Adding them together, we find that the molar mass of KI is approximately 39.10 + (126.90) = 166.00 g/mol.
- The molar mass of lead (Pb) is approximately 207.20 g/mol.
- The molar mass of iodine (I) is approximately 126.90 g/mol.
Adding them together, we find that the molar mass of PbI2 is approximately 207.20 + (2 x 126.90) = 461.00 g/mol.
Now, we can calculate the number of moles of potassium iodide (KI) using its molar mass:
Number of moles = mass / molar mass
Number of moles of KI = 300. g / 166.00 g/mol
Next, we can use the stoichiometric coefficients from the balanced equation to determine the mole ratio between KI and PbI2. From the equation, we can see that 2 moles of KI react to produce 1 mole of PbI2.
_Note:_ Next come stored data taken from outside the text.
PR #2151, opened 2022-12-26
Implement call hierarchy request

### LINKED ISSUE #1429: Implement textDocument/callHierarchy

jwortmann:
There is no Sublime API to visualize and interact with a tree structure, like for example the folders and files in the sidebar. So I made my own implementation for that, using a HtmlSheet. Let me know what you think!

It can be tested e.g. with LSP-pyright:

[call_hierarchy.webm](https://user-images.githubusercontent.com/6579999/209542234-2d833a5e-ff26-4c54-9503-426ff0724d8c.webm)

~~For now only with "incoming calls" (which is quite similar to "Find References"), but just due to lack of a good solution how a toggle or so can be represented in the UI. VSCode has a small button to change between incoming/outgoing calls.~~

The "TreeView" is a quite generic implementation (inspired by the VSCode API). So it should be straightforward to reuse it for the "type hierarchy" request, but I haven't tested that because I don't know which language server supports type hierarchy requests.

Closes #1429.


rchl:
Nice!
For now just one initial feedback after quick testing that the initial expand should be done automatically as this is the point of opening it in the first place.

predrag-codetribe:
This is really nice!

Here is just one issue I have noticed:
My OS, doesn't recognise `&#9205;` or `&#9207;` (12.2.1 On MacOS 12.2.1)
Screenshot 2022-12-27 at 10 02 14
Screenshot 2022-12-27 at 10 13 19

it shows a question mark.

----


One other thing,
Currently when I click a node, 
it will take me to the Location and close the Call Hierarchy. 
I will just see one file.

I would rather open a side by side view.
That way I could still see the Call Hierarchy and click other Locations, 
to have a better look how they are called.
```diff
    def get_tree_item(self, element: CallHierarchyItem) -> TreeItem:
        command_url = sublime.command_url('lsp_open_location', {
            'location': {
                'targetUri': element['uri'],
                'targetRange': element['range'],
                'targetSelectionRange': element['selectionRange']
            },
            'session_name': self.session_name,
+            'flags': sublime.ADD_TO_SELECTION | sublime.CLEAR_TO_RIGHT
        })
```

https://user-images.githubusercontent.com/115091796/209645092-2ed3809c-53d2-469b-81dc-aed27fd755e9.mp4

WDYT?

jwortmann:
The first item is expanded now, and I added a toggle button to switch between incoming / outgoing calls.

Not sure what's going on with the CI. The lint errors seem to be completely unrelated to this PR. But I don't get those errors on the main branch...
If you merge my other PR, I can rebase on main and see if I can fix them.

jwortmann:
> My OS, doesn't recognise `&#9205;` or `&#9207;` (12.2.1 On MacOS 12.2.1)

Oh, I see. I think it uses the code font for these characters, i.e. the font you configured in *Preferences.sublime-settings*. And it seems those characters are not supported by this font. I guess we can try to set the "system" font for them, and then see if the arrows are rendered correctly.

> One other thing, Currently when I click a node, it will take me to the Location and close the Call Hierarchy. I will just see one file.
> 
> I would rather open a side by side view. That way I could still see the Call Hierarchy and click other Locations, to have a better look how they are called.

Yeah I had this in mind already, but haven't tried it yet. I wonder whether there is a way to open the new tab to the left of the "Call Hierarchy" sheet. So that the call hierarchy sheet will always be the rightmost tab.
But it doesn't look bad in your recording.

predrag-codetribe:
I also tried system, but it didn't work.
Other apps also do not render that symbol.

Screenshot 2022-12-27 at 11 19 07

I found the following two chars to work on my system:  `▶` and `▼`

predrag-codetribe:
Also, it would be nice to distinguish items, that do not have children. 
If a node do not have children, do not render ▶ or ▼, instead, use a different symbol, or no symbol at all?

... That doesn't have to be part of this PR.

plugin/core/tree_view.py
```diff
@@ -0,0 +1,269 @@
...
+        self.collapsible_state = TreeItemCollapsibleState.COLLAPSED
+        self.id = str(uuid.uuid4())
+
+    def html(self, sheet_name: str, indent_level: int) -> str:
+        indent_html = '<span style="padding-left: {}rem;">&nbsp;</span>'.format(indent_level)
+        if self.collapsible_state == TreeItemCollapsibleState.COLLAPSED:
+            disclosure_button_html = '<a class="disclosure-button" href="{}">&#9654;</a>'.format(
+                sublime.command_url('lsp_expand_tree_item', {'name': sheet_name, 'id': self.id}))
+        elif self.collapsible_state == TreeItemCollapsibleState.EXPANDED:
+            disclosure_button_html = '<a class="disclosure-button" href="{}">&#9660;</a>'.format(
```
rchl, line 51: Sorry for nitpcking but we could likely just paste an actual  utf8 characters instead of using entities. Entities are less readable for the developer and I don't think there is really a benefit in using entities (as a web dev I should know but frankly I don't really ;)).

jwortmann: The reason I tend to avoid uncommon unicode characters if there is an ASCII equivalent, is that often they mess up the horizontal alignment in the source code. For example if you have `"rulers": [120]` set for Python, then the ruler is not reliable anymore for such lines (and often I don't know which unicode characters count as 1 or as 2 character-width).

emoji

But here I can change it, no prob

plugin/core/registry.py
```diff
@@ -220,3 +275,31 @@ class LspPrevDiagnosticCommand(LspTextCommand):
 
     def run(self, edit: sublime.Edit, point: Optional[int] = None) -> None:
         navigate_diagnostics(self.view, point, forward=False)
+
+
+class LspExpandTreeItemCommand(LspWindowCommand):
```
rchl, line 280: Those commands and call-hierarchy specific but the name doesn't suggest it.
Also those have quite a bit of duplicated logic.

I'm wondering about an alternative ways to do it:
 - Hav a common base for sheet commands so that we can reuse the code to lookup the sheet at least
 - or... Have a single command for handling (call hierarchy) sheet commands that accepts an argument to decide what action within the sheet should be done.

jwortmann: They are not call-hierarchy specific. I intentionally made the "TreeViewSheet" implementation as generic as possible. So that it can be reused for type-hierarchy, for example. If you want to implement the type-hierarchy request, you can probably just copy the *call_hierarchy.py* file, change a handful of lines (mainly `get_children` and `get_tree_item` methods) and it should work.

> * or... Have a single command for handling (call hierarchy) sheet commands that accepts an argument to decide what action within the sheet should be done.

Not possible/useful for the reason explained above.

rchl: I'm talking about the `LspExpandTreeItemCommand` / `LspCollapseTreeItemCommand` commands.

jwortmann: I mean you can of course combine the "expand" and "collapse" commands into a single command, and I actually wanted to do this initially, but then you need to pass another variable that you have to handle within the command.
And you can't combine it with the `LspCallHierarchyToggleCommand`, because that one is indeed call-hierarchy specific.

rchl: Though `LspExpandTreeItemCommand` and `LspCollapseTreeItemCommand` also check for call hierarchy capability so can't be used for other things.

plugin/core/tree_view.py
jwortmann: I replaced the arrow symbols, but left the entity in place of the ⇄ symbol for now. Because that one is exactly such a case with the implication from the GIF (on my OS and system font).

plugin/core/registry.py
jwortmann: > also check for call hierarchy capability

Fixed in https://github.com/sublimelsp/LSP/pull/2151/commits/ec84c88fece861dc5fa713efb37d7f226907c48e

rchl:
General note: The "Incoming" / "Outgoing" naming from the spec is IMO not very easy to understand. I think we could adopt the VSCode naming which uses "Callers of" / "Calls from".

rchl:
(BTW. Adding support for Call Hierarchy in https://github.com/typescript-language-server/typescript-language-server/pull/649 also)

plugin/call_hierarchy.py
```diff
@@ -0,0 +1,157 @@
...
+
+    def get_tree_item(self, element: CallHierarchyItem) -> TreeItem:
+        command_url = sublime.command_url('lsp_open_location', {
+            'location': {
+                'targetUri': element['uri'],
+                'targetRange': element['range'],
+                'targetSelectionRange': element['selectionRange']
+            },
+            'session_name': self.session_name,
+            'flags': sublime.SEMI_TRANSIENT | sublime.ADD_TO_SELECTION
```
predrag-codetribe, line 73:
```suggestion
            'flags': sublime.ADD_TO_SELECTION | sublime.CLEAR_TO_RIGHT
```

I would add  `sublime.CLEAR_TO_RIGHT`, to avoid too many open views.
Screenshot 2022-12-28 at 11 37 37

jwortmann: I see the exact behavior from your screenshot with `sublime.ADD_TO_SELECTION | sublime.CLEAR_TO_RIGHT`.
But I see now that even without CLEAR_TO_RIGHT this still happens if the links are to different files.
It's probably a bug which has been fixed on the latest dev built. So maybe it's better to remove the `"flags"` argument alltogether, until there is another ST stable build with the bugfix?

jwortmann: I use another approach now:
If you hold <kbd>Ctrl</kbd> or <kbd>Shift</kbd> when clicking on the link, then it will be added to the selection, and otherwise it will open as a single regular tab which takes the focus. This means that you have to know that you have to use the modifier key if you want the call hierarchy tab to be still visible after clicking on a item label, but this is consistent with how the built-in definitions/references popup from ST works.

We can reconsider using the ADD_TO_SELECTION flag by default when a new stable build of ST with the mentioned bugfix lands.

boot.py
```diff
@@ -190,27 +195,39 @@ def on_post_window_command(self, window: sublime.Window, command_name: str, args
                 sublime.set_timeout(panel_manager.update_log_panel)
 
 
-class LspOpenLocationCommand(sublime_plugin.TextCommand):
+class LspOpenLocationCommand(LspWindowCommand):
```
rchl, line 198: I found two places that ran this command from the view:
 - https://github.com/sublimelsp/LSP-volar/blob/32f0c42ecf2d10036a913518938a91d704c809f1/plugin.py#L69-L69
 - https://github.com/sublimelsp/LSP-typescript/blob/e6ae40de6c3322fbe064698ff49f958ab6b3e4f9/commands.py#L35-L35

boot.py
```diff
@@ -190,27 +195,39 @@ def on_post_window_command(self, window: sublime.Window, command_name: str, args
...
+
     def _run_async(
-        self, location: Union[Location, LocationLink], session_name: Optional[str], flags: int = 0, group: int = -1
+        self, location: Union[Location, LocationLink], session_name: Optional[str], flags: int, group: int
     ) -> None:
-        manager = windows.lookup(self.view.window())
-        if manager:
-            manager.open_location_async(location, session_name, self.view, flags, group) \
+        if session_name:
+            self.session_name = session_name
```
rchl, line 227: Doesn't seem right to set this as a class property. I believe that would mean that the command becomes specific to that session from that point and won't be available for other sessions anymore because `is_enabled` will only get sessions that match `self.session_name`.

Can't this just use `self.session_by_name` instead?

plugin/call_hierarchy.py
```diff
@@ -0,0 +1,157 @@
...
+
+    def __init__(
+        self,
+        window: sublime.Window,
+        session_name: str,
+        direction: CallHierarchyDirection,
+        root_elements: List[CallHierarchyItem]
+    ) -> None:
+        self.window = window
+        self.session_name = session_name
```
rchl, line 40: It might not be the only place that has this issue but I feel that it might not be correct to use `session_name` for matching as there might be multiple sessions with same config name in a single window. Maybe let's instead create a weak reference to session (`weakref.ref(session)`) and use that?

plugin/call_hierarchy.py
```diff
@@ -0,0 +1,157 @@
...
+
+    capability = 'callHierarchyProvider'
+
+    def is_visible(self, event: Optional[dict] = None, point: Optional[int] = None) -> bool:
+        if self.applies_to_context_menu(event):
+            return self.is_enabled(event, point)
+        return True
+
+    def run(self, edit: sublime.Edit, event: Optional[dict] = None, point: Optional[int] = None) -> None:
+        self._window = self.view.window()
```
rchl, line 103: Would generally prefer validating with window manager at every point so that we stop processing everything as soon as it goes away.

plugin/call_hierarchy.py
```diff
@@ -0,0 +1,157 @@
...
+            new_direction = CallHierarchyDirection.OutgoingCalls
+            tooltip = 'Show Outgoing Calls'
+        elif direction == CallHierarchyDirection.OutgoingCalls:
+            current_label = 'Calls from…'
+            new_direction = CallHierarchyDirection.IncomingCalls
+            tooltip = 'Show Incoming Calls'
+        else:
+            return
+        header = 'Call Hierarchy: {} <a href="{}" title="{}">&#8644;</a>'.format(
+            current_label, make_toggle_command(session_name, new_direction, root_elements), tooltip)
```
rchl, line 145: Would be nice to reuse `make_command_link` here instead of creating new function. I believe it would be enough to extend it with an optional `title` argument?

plugin/core/tree_view.py
```diff
@@ -0,0 +1,269 @@
...
+
+    def __init__(self, element: T, tree_item: TreeItem, indent_level: int = 0) -> None:  # pyright: ignore
+        self.element = element
+        self.tree_item = tree_item
+        self.indent_level = indent_level
+        self.children = []  # type: List[str]  # IDs of child nodes
+        self.is_resolved = False
+
+
+class TreeDataProvider(metaclass=ABCMeta):
```
rchl, line 105: I believe it would be a bit more correct from types standpoint (I've noticed some mypy errors in subclass) to use `class TreeDataProvider(Generic[T]):` but then we couldn't take advantage of `@abstractmethod`. Or at least I don't see a way to use both.

rchl (commented):
Since we are OK with this approach, it would be nice if you could also add some bits about it to documentation (at least the new command name) and maybe add to main menu if relevant to you.

plugin/call_hierarchy.py
rchl: I can confirm that `sublime.CLEAR_TO_RIGHT` works nice in the latest dev build.

boot.py
jwortmann: Oh. Good catch, that would be an ugly bug. Should be fixed in https://github.com/sublimelsp/LSP/pull/2151/commits/30a93550ee1637cd3b7197518aeebe8f07adf460.

plugin/call_hierarchy.py
jwortmann: I use a weakref for the CallHierarchyDataProvider now https://github.com/sublimelsp/LSP/pull/2151/commits/fbfc6cc67c6ca6afa17d2090b4866e03b427a6b0. But I think the same is not possible for the "toggle direction" command, because you can only pass basic JSON-compatible values in the [command args](https://www.sublimetext.com/docs/api_reference.html#sublime.CommandArgs).

rchl: Might be worth investigating adding a unique ID to session and lookup through that. But not in this PR of course.

predragnikolic (approved):

rwols (approved):

boot.py
```diff
@@ -190,27 +195,37 @@ def on_post_window_command(self, window: sublime.Window, command_name: str, args
...
+    def want_event(self) -> bool:
+        return True
+
     def _run_async(
-        self, location: Union[Location, LocationLink], session_name: Optional[str], flags: int = 0, group: int = -1
+        self, location: Union[Location, LocationLink], session_name: Optional[str], flags: int, group: int
     ) -> None:
-        manager = windows.lookup(self.view.window())
-        if manager:
-            manager.open_location_async(location, session_name, self.view, flags, group) \
```
rchl, line 213: I would now remove the `manager.open_location_async` implementation since it doesn't appear to be used anymore (even within third-party packages).

boot.py
```diff
@@ -22,10 +24,13 @@
 from .plugin.core.protocol import Error
 from .plugin.core.protocol import Location
 from .plugin.core.protocol import LocationLink
+from .plugin.core.registry import LspCollapseTreeItemCommand
+from .plugin.core.registry import LspExpandTreeItemCommand
 from .plugin.core.registry import LspNextDiagnosticCommand
 from .plugin.core.registry import LspPrevDiagnosticCommand
 from .plugin.core.registry import LspRecheckSessionsCommand
 from .plugin.core.registry import LspRestartServerCommand
+from .plugin.core.registry import LspWindowCommand
```
jwortmann, line 33: I wonder if we should move LspOpenLocationCommand somewhere else (core/registry.py?), and just import it in this file, so that this import line can be removed. Currently this `lsp_window` command would be exposed to users, but it has no real use by itself.

jwortmann: Since there were no comments, and I didn't see a reason to have this single command being defined in `boot.py`, I moved it into `core/registry.py`. If there are any objections, I could revert the commit.

plugin/call_hierarchy.py
```diff
@@ -0,0 +1,168 @@
...
+        if not session:
+            return
+        data_provider = CallHierarchyDataProvider(weaksession, CallHierarchyDirection.IncomingCalls, response)
+        header = 'Call Hierarchy: Callers of… {}'.format(
+            make_command_link('lsp_call_hierarchy_toggle', "⇄", {
+                'session_name': session.config.name,
+                'direction': CallHierarchyDirection.OutgoingCalls,
+                'root_elements': response
+            }, tooltip="Show outgoing calls"))
+        new_tree_view_sheet(self._window, "Call Hierarchy", data_provider, header, flags=sublime.ADD_TO_SELECTION)
```
rchl, line 138: A question popped into my head...

Would it make sense to actually open the call hierarchy view in its own, primary tab instead of attaching it to the active tab and then ending up with three tabs after clicking something? It takes too much space to be usable with three tabs opened at once IMO.

jwortmann: Certainly possible, but since the call hierarchy doesn't use much horizontal space (unless you have excessively long function names...), I thought it would be nice to have it as a side-by-side view, so that you don't lose the context. And you can just click on the call hierarchy tab in the tab bar if you want to exit the side-by-side mode and only focus this tab.

I have made quite good experiences with a custom "Show Documentation" command from LSP-julia, which I also open in the same way as a side-by-side HtmlSheet. But of course it's very subjective and I haven't really used the call hierarchy functionality in practice yet.

We could also consider to add a `side_by_side` command argument, like the "Goto..." commands already have. It probably wouldn't be very useful for the context menu, because the menu can't easily be configured by users. But it might be useful in case someone wants to add a custom key binding for it.

rchl: > I thought it would be nice to have it as a side-by-side view, so that you don't lose the context.

Just gonna throw another idea out there but it might hacky or hard to do

Open call hierarchy in a new new tab and then add the previously open file to selection (I guess that would technically open it again in the same location). Then allow the user to just click call hierarchy items to replace the view on the right.

> I have made quite good experiences with a custom "Show Documentation" command from LSP-julia

I haven't tried it but I imagine documentation sheet doesn't need to open further sheets on the right which is the main thing here?

> We could also consider to add a `side_by_side` command argument, like the "Goto..." commands already have.

I suppose the default behavior could be controlled by an LSP option (as much as we hate adding new options).

predragnikolic: Also to throw another idea. (not for now) 

Instead of a sheet for the call hierarchy use a regular View.
Benefits, it allows to have a cursor.
- We could than move in the View with the cursor, 
and add a keybinding for example. `space` or `enter` to toggle the nodes. That way we don't need to use the mouse.
- We can lock the view to not be editable.

rchl: I agree that the sheet is not very Sublime-like since it's not keyboard accessible. Plain view should allow more or less equivalent functionality.

But I'm not suggesting to change it now and also it wouldn't really affect this specific issue I've mentioned in this thread.

jwortmann: I don't really think that a regular view would be better:

* It probably wouldn't look as nice with the mouse cursor always visible and everthing forced as monospace font (including the header) - the HtmlSheet allows more styling
* It would be unexpected if you bind the left and right arrow keys to collapse / expand a tree item like in the sidebar, because there is still a cursor visible which you couldn't move to the left/right then.
* If the disclosure buttons (triangles) should be clickable with the mouse, then they must be phantoms, which probably would make things very ugly from the implementation side, because you need to keep track of all the positions when you update the icons, while new rows for child items are being added or removed. Because phantom's contents can't be updated, so you would need to recreate them each time when an icon should change.
* You can't have the kinds rendered like an icon, unless they are phantoms.
* You can't click the function name to open the location, unless it is a phantom too. But then basically everything in the view is a phantom again... so you could use the HtmlSheet in the first place instead :-)
* Can't have a tooltip when hovering over the function names if they are plain text.
* If you want to style the colors, then you need to implement a syntax definition for this view.

So basically it amounts to only keyboard navigation (regular view) vs. only mouse navigation (HtmlSheet), and I would say for such trees mouse navigation feels more natural.

The only other advantage I see, is that you could place a regular view as an output panel at the bottom. But I think that's also not really beneficial for the call hierarchy tree view, because it usually needs more vertical space than horizontal space.

If ST some day adds a sidebar API to render custom trees, then yes, we should switch to that, but right now the HtmlSheet seems to be the simplest and best we can do from my point of view.

---

> Just gonna throw another idea out there but it might hacky or hard to do
> 
> Open call hierarchy in a new new tab and then add the previously open file to selection (I guess that would technically open it again in the same location). Then allow the user to just click call hierarchy items to replace the view on the right.

I just tried, and `window.open_file("...", flags=sublime.ADD_TO_SELECTION|sublime.SEMI_TRANSIENT)` for the original view would open it a second time to the right. But in order to replace it with new views, it needs to be semi-transient, and as already mentioned the SEMI_TRANSIENT flag doesn't work reliably in the API functions currently. Also I haven't/can't check what happens if it has unsaved changes and you want to replace it with another view when clicking on the call hierarchy items. It would be annyoing if ST asks to save the file in that case.

plugin/call_hierarchy.py
jwortmann: Is this comment still relevant? Because the CallHierarchyDataProvider checks each time in `get_children` with the window manager for the session with the correct name, and if the session dies you can't interact with the call hierarchy sheet anymore. So as I see it, the only place where we could add another check would be in `_handle_response_async` here, but the time between initial request and response is probably only a few milliseconds.

Otherwise, could you tell what exactly should I change?

plugin/call_hierarchy.py
```diff
@@ -0,0 +1,168 @@
...
+        session = weaksession()
+        if not session:
+            return
+        data_provider = CallHierarchyDataProvider(weaksession, CallHierarchyDirection.IncomingCalls, response)
+        header = 'Call Hierarchy: Callers of… {}'.format(
+            make_command_link('lsp_call_hierarchy_toggle', "⇄", {
+                'session_name': session.config.name,
+                'direction': CallHierarchyDirection.OutgoingCalls,
+                'root_elements': response
+            }, tooltip="Show outgoing calls"))
```
rchl, line 137: Is it intended that clicking this opens a new sheet? I think that's not how it worked when I've tested it initially.

rchl: Actually that only happens after restarting ST and interacting with pre-existing sheet.

plugin/core/registry.py
```diff
@@ -12,12 +17,56 @@
...
+                    if isinstance(sheet, sublime.HtmlSheet) and sheet.id() == sheet_id:
+                        if sheet not in selected_sheets:
+                            selected_sheets.append(sheet)
+                            window.select_sheets(selected_sheets)
+                        break
+            else:
+                window.focus_sheet(tree_view_sheet)
+            return tree_view_sheet
+    tree_view_sheet = TreeViewSheet(
+        sublime_api.window_new_html_sheet(window.window_id, name, "", flags, group),
```
rchl, line 61: Why are we using internal ST API here? Doesn't the public `window.new_html_sheet` do the same?

plugin/call_hierarchy.py
jwortmann: The `new_tree_view_sheet` function, which is called when you click on this, should ensure that there is always only one sheet with a particular name (e.g. "Call Hierarchy", "Type Hierarchy", etc.) per window, and the sheet is stored in the `WindowManager`. But yeah, if you restart ST, then this data isn't preserved and a new `WindowManager` is initialized with empty data. I didn't run into this because I use `"hot_exit": "disabled"`.

Also interaction with the tree view doesn't work anymore if you drag the tab out of the window, for the same reason. But I think this is a broader issue in general, and various other LSP features suffer from the same problem. This is mainly a fundamental problem of the idea to associate "workspace folders" or "sessions" to a particular window, and it probably can't be solved completely.

rchl: I don't mind this issue for now.
Ideally the sheet would not survive the restart IMO but I suppose there is no easy way to achieve that right now.

plugin/core/registry.py
jwortmann: It's a bit difficult to explain, but the alternative would be something like
```python
_throwaway_sheet = window.new_html_sheet(name, "", flags, group)
tree_view_sheet = TreeViewSheet(_throwaway_sheet.id(), name, data_provider, header)
return tree_view_sheet
```
and because I made `TreeViewSheet` a subclass of `HtmlSheet` (so that it can use its `set_name` and `set_contents` methods, and so that things like `isinstance(HtmlSheet, ...)` works), it will also call its `__init__` method and initialize another `sublime.HtmlSheet`. So we basically have two HtmlSheet objects with the same id. I'm not sure if that would do any harm, because the only thing its (respectively the `Sheet`'s) `__init__` method does is to assign the `sheet_id` property, but that still felt wrong to me I could imagine that in theory it might be a potential cause of bugs if ST decides at some point to do more stuff in the `Sheet`'s `__init__` method (which probaly won't happen, I know, but still....).

So I basically just wanted to avoid that two `HtmlSheet` objects are created with the same id.

rchl: Right. There would be no question if I'd notice that `window.new_html_sheet` calls `make_sheet` before returning.

plugin/call_hierarchy.py
rchl: I can merge it and we can refine it later or we can wait until next ST version and make use of SEMI_TRANSIENT then.

I'm not too happy with how it works now (by default) where if the clicked entry is in the same file it will scroll to it but if it's in another then it will open new file. I would like this to be more consistent.

What would you prefer? Get this in or wait?

jwortmann: > What would you prefer? Get this in or wait?

Based on the previous release frequency, the next stable release might be several months or even longer away from now. We probably don't want to wait *that* long.

I was thinking if it would be better to make the behavior when holding <kbd>Ctrl</kbd> / <kbd>Cmd</kbd> while clicking on an item, to be the default, even if no modifier key is used. Because currently there is no indication that you are able to use the modifier keys when clicking the item, so I could imagine that most people don't find out about this ability at all. But on the other hand that would be inconsistent with how ST's built-in features work, for example the links from the "Definitions popup" (this one shows a hint for the modifier key in the tooltip, but in our case I already used the tooltip for the file location of the link). And in general I'm in favor of consistency and to follow ST default behavior.

Another option would be to add an `if int(sublime.version()) > 4144` check (I think this bug is `https://github.com/sublimehq/sublime_text/issues/5729` and was fixed in that version) and have two different code paths, at least until the next stable ST release. But I'm not sure if we want to add this additional complexity and maintenance effort.

rchl: > I was thinking if it would be better to make the behavior when holding Ctrl / Cmd while clicking on an item, to be the default

I think that would be better than the current behavior.

> Because currently there is no indication that you are able to use the modifier keys when clicking the item,

Since we have a lot of flexibility with minihtml, we can easily add a text that would mention that in the output.

> have two different code paths, at least until the next stable ST release

I would be fine with that if it's just temporary and wouldn't require a ton of extra code.

jwortmann: I added a commit to always open the links in side-by-side mode now. I think I've tried this already before https://github.com/sublimelsp/LSP/pull/2151#discussion_r1058283725, but the trick was to also use the `sublime.SEMI_TRANSIENT` flag to make it work.

Also it will put the HtmlSheet on the left side now, and already open the location of the root item to the right.

* Is it better than before?
* Does it work on the latest dev build?

If not, I could revert the last commit.

rchl: It works really nice now besides the fact that we are hitting https://github.com/sublimehq/sublime_text/issues/2411 for the initially open file. Switching to another file and back makes it work for the initial file.


https://user-images.githubusercontent.com/153197/213924885-5702dee5-730d-4519-8f73-57bf64ad13dc.mov

plugin/core/protocol.py
```diff
@@ -5912,6 +5912,18 @@ def semanticTokensFullDelta(cls, params: Mapping[str, Any], view: sublime.View)
...
+    def prepareCallHierarchy(cls, params: CallHierarchyPrepareParams, view: sublime.View) -> 'Request':
+        return Request("textDocument/prepareCallHierarchy", params, view)
+
+    @classmethod
+    def incomingCalls(cls, params: CallHierarchyIncomingCallsParams) -> 'Request':
+        return Request("callHierarchy/incomingCalls", params, None)
+
+    @classmethod
+    def outgoingCalls(cls, params: CallHierarchyOutgoingCallsParams) -> 'Request':
+        return Request("callHierarchy/outgoingCalls", params, None)
```
rchl, line 5925: It would probably be good to enable `progress` for those since this is user-initiated action and could in theory take a second to complete.

plugin/call_hierarchy.py
rchl: I've pushed a work around for that. I think it's good to have it as it should help non-call-hierarchy cases also.

rchl: I'll put this change in a separate PR (https://github.com/sublimelsp/LSP/pull/2174) so that we have it on record and change log. Otherwise this looks good to me.

plugin/core/open.py
```diff
@@ -86,8 +87,13 @@ def open_file(
     if view and _return_existing_view(flags, window.get_view_index(view)[0], window.active_group(), group):
         return Promise.resolve(view)
 
+    was_already_open = view is not None
     view = window.open_file(file, flags, group)
     if not view.is_loading():
+        if was_already_open and (flags & sublime.SEMI_TRANSIENT):
+            # work-around bug https://github.com/sublimehq/sublime_text/issues/2411 where transient view might not get
+            # its view listeners initialized.
+            sublime_plugin.check_view_event_listeners(view)  # type: ignore
```
predragnikolic, line 96: I tested this.
This needs to exist, if not the server will not start in the side by side view. 

@rchl I don't know how you managed to find check_view_event_listeners, but it works :)

plugin/call_hierarchy.py
predragnikolic: > Is it better than before?
Yes, definitely!  
Pretty happy with how this works

plugin/core/open.py
rchl: deathaxe found this out in the core issue

rchl (approved):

Using the mole ratio, we can calculate the number of moles of PbI2 produced:
Number of moles of PbI2 = Number of moles of KI x (1 mole PbI2 / 2 moles KI)
Finally, substitute the value from the previous step into the equation to find the number of moles:
Number of moles of PbI2 = (300. g / 166.00 g/mol) x (1 mole PbI2 / 2 moles KI) = (1.807 mole KI) x (1 mole PbI2 / 2 moles KI)
Simplifying, we find:
Number of moles of PbI2 = 1.807 moles PbI2
Therefore, approximately 1.807 moles of lead iodide are produced from 300. g of potassium iodide.